(Stored data entries)

PR #88, opened 2022-04-05
adding PAF userId and RTD modules to prebid

bwschmidt:
WIP, see https://github.com/openx/Prebid.js/pull/46 for details


paf-mvp-demo-express/src/views/publisher/index.hbs
```diff
@@ -2,7 +2,7 @@
 <html lang="html">
 <head>
     <!-- Prebid SSO integration -->
-    <script src="https://{{cdnDomain}}/assets/paf-lib.js"></script>
+    <script src="/assets/paf-lib.js"></script>
```
OlivierChirouze, line 5: any particular reason to remove this?

paf-mvp-frontend/src/lib/paf-lib.ts
```diff
@@ -422,3 +422,19 @@ export const getIdsAndPreferences = (): IdsAndPreferences | undefined => {
 
   return values as IdsAndPreferences;
 };
+
+/**
+ * shim for testing Prebid.js
+ */
+export const getSeed = (): Record<string, unknown> | undefined => {
```
OlivierChirouze, line 429: [NIT] I guess you can already assume it is going to be `async` ;-)

paf-mvp-frontend/src/lib/paf-lib.ts
```diff
@@ -133,12 +133,14 @@ export interface WriteIdsAndPrefsOptions extends Options {
   redirectUrl?: URL;
 }
 
+export interface CreateSeedOptions extends Options {
+  callback?: Function;
```
RomainLofaso, line 137: Can we define the signature of the callback? From I read, it should be something like that:
```
callback?: (seed: Seed) =>void;
```

paf-mvp-frontend/src/lib/paf-lib.ts
```diff
@@ -133,12 +133,14 @@ export interface WriteIdsAndPrefsOptions extends Options {
   redirectUrl?: URL;
 }
 
+export interface CreateSeedOptions extends Options {
```
RomainLofaso, line 136: Would it be more aligned with PrebidJS code if  add ab error management with an extra callback? For instance, in PrebidJS, I see functions including more than one callback. https://github.com/openx/Prebid.js/blob/master/src/adapters/bidderFactory.js#L281

E.g:
```
onSuccess?: (s: Seed) => void;
onError?: (reason: string) => void;
```

paf-mvp-frontend/src/lib/paf-lib.ts
```diff
@@ -452,7 +454,7 @@ export const getIdsAndPreferences = (): IdsAndPreferences | undefined => {
 };
 
 export const createSeed = async (
-  { proxyHostName }: CreateSeedOptions,
+  { proxyHostName, callback }: CreateSeedOptions,
```
RomainLofaso, line 457: I don't know the code of PrebidJS and I am wondering if there is a timeout on the RTD modules. I see some `auctionDelay` in the configuration. If there is no timeout on the callback, my intuition is that PrebidJS flow can be struck indefinitely or if there is a timeout, I think that we waste some time for starting the auction when:
1. there is no ids and preferences in the cookies (see the early return) 
2. for whatever reason we have an exception in the `postJson()` method

See your other PR with the call of `setData` and `onDone`:  https://github.com/openx/Prebid.js/pull/46/commits/2a81e40d2b6d69e6c53e125b6c6c187144ba4113

Two suggestions: 
1. Call the callback in the early return of this function
2. Add a `try`/`catch` (and maybe a `finally`) to be sure that `callback` is called.

paf-mvp-demo-express/src/views/publisher/index.hbs
```diff
@@ -74,7 +66,27 @@
...
-            pbjs.setConfig({debug: true})
+            pbjs.setConfig({
+                debug: true,
+                realTimeData: {
+                    auctionDelay: 1000,
+                    dataProviders: [
+                            {
+                            name: "paf",
+                            waitForIt: true,
+                            params: {proxyHostName: "cmp.pafdemopublisher.com"}
```
RomainLofaso, line 77: I am wondering if we need a config object for the PAF library instead of configuring the `proxyHostName` in PrebidJs. When I see this line, I have the feeling that we configure PrebidJS so that it can "configure" PAF call. This dependency seems unnecessary.

paf-mvp-demo-express/src/views/publisher/index.hbs
bwschmidt: no i will set it back, but i cant get it to load the new version using this method, not sure wht

bwschmidt: no i will set it back, but i cant get it to load the new version using this method, not sure wht

paf-mvp-demo-express/src/views/publisher/index.hbs
bwschmidt: yes i had the same inclination. if the proxy is set by the PAF lib then we can omit this

bwschmidt: yes i had the same inclination. if the proxy is set by the PAF lib then we can omit this

paf-mvp-demo-express/src/views/publisher/index.hbs
OlivierChirouze: We can investigate together what is going wrong if you want.

paf-mvp-demo-express/src/views/publisher/index.hbs
OlivierChirouze: Excellent point.
We might need to refactor the PAF-lib to define a `config` or `init` method with proxy configuration in it.
I'm thinking we should keep that as a future improvement (even if near future). Otherwise there will be a lot of conflicts.
WDYT?

bwschmidt: yes we can do this in a new iteration

PR #89, opened 2022-04-05
[test] introduce core tests: crypto

OlivierChirouze:


paf-mvp-core-js/tests/test-cases/ids-preferences-sign.test.ts
```diff
@@ -0,0 +1,43 @@
...
+        },
+        source: {
+          domain: 'cmp.com',
+          timestamp: 1642504560,
+          signature: 'prefs-signature',
+        },
+      },
+    };
+
+    const signer = new Signer(mockPrivateKey, new IdsAndPreferencesDefinition());
```
kovtun-d, line 38: Looks like you are testing Signer instead of IdsAndPreferencesDefinition.
The main idea is to isolate classes from other codes and test them.
It means you should create an instance of IdsAndPreferencesDefinition and only test its public methods.
If your instance depends on other classes/implementations - they should be mocked or stabbed

paf-mvp-core-js/tests/test-cases/verifier.test.ts
```diff
@@ -0,0 +1,46 @@
...
+      expect(getSignature).toHaveBeenCalledTimes(1);
+      getSignature.mockClear();
+    };
+
+    expect(await verifier.verifySignature({ ...mockData, signature: 'WRONG_SIGNATURE[foo.bar]' })).toEqual(false);
+    checkCalls();
+    expect(await verifier.verifySignature({ ...mockData, signature: 'SIGNED[foo_bar]' })).toEqual(false);
+    checkCalls();
+    expect(await verifier.verifySignature({ ...mockData, signature: 'SIGNED[foo.bar]' })).toEqual(true);
+    checkCalls();
```
kovtun-d, line 44: consider creating a test case for each "expect", as it is a rule from "Best practices"

kovtun-d (changes requested):

paf-mvp-core-js/tests/test-cases/ids-preferences-sign.test.ts
OlivierChirouze: agreed and fixed

paf-mvp-core-js/tests/test-cases/verifier.test.ts
OlivierChirouze: agreed and fixed. Added test of exceptions.

kovtun-d (approved):
Nice!

PR #249, opened 2024-05-03
make server cert path return None if tls disabled

PietroPasotti:
title says it all

charm tracing expects Optional[str], where None means: there's no TLS, and str means: here's your cert.
Alertmanager is returning str even though the file doesn't exist, which makes charm-tracing log exceptions on every hook.


sed-i (approved):

mmkay (approved):

PietroPasotti:
obsoleted by #251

• **Required work**
What is needed is the number of lines above that include the string "modules", and nothing else.

• **Your response**
2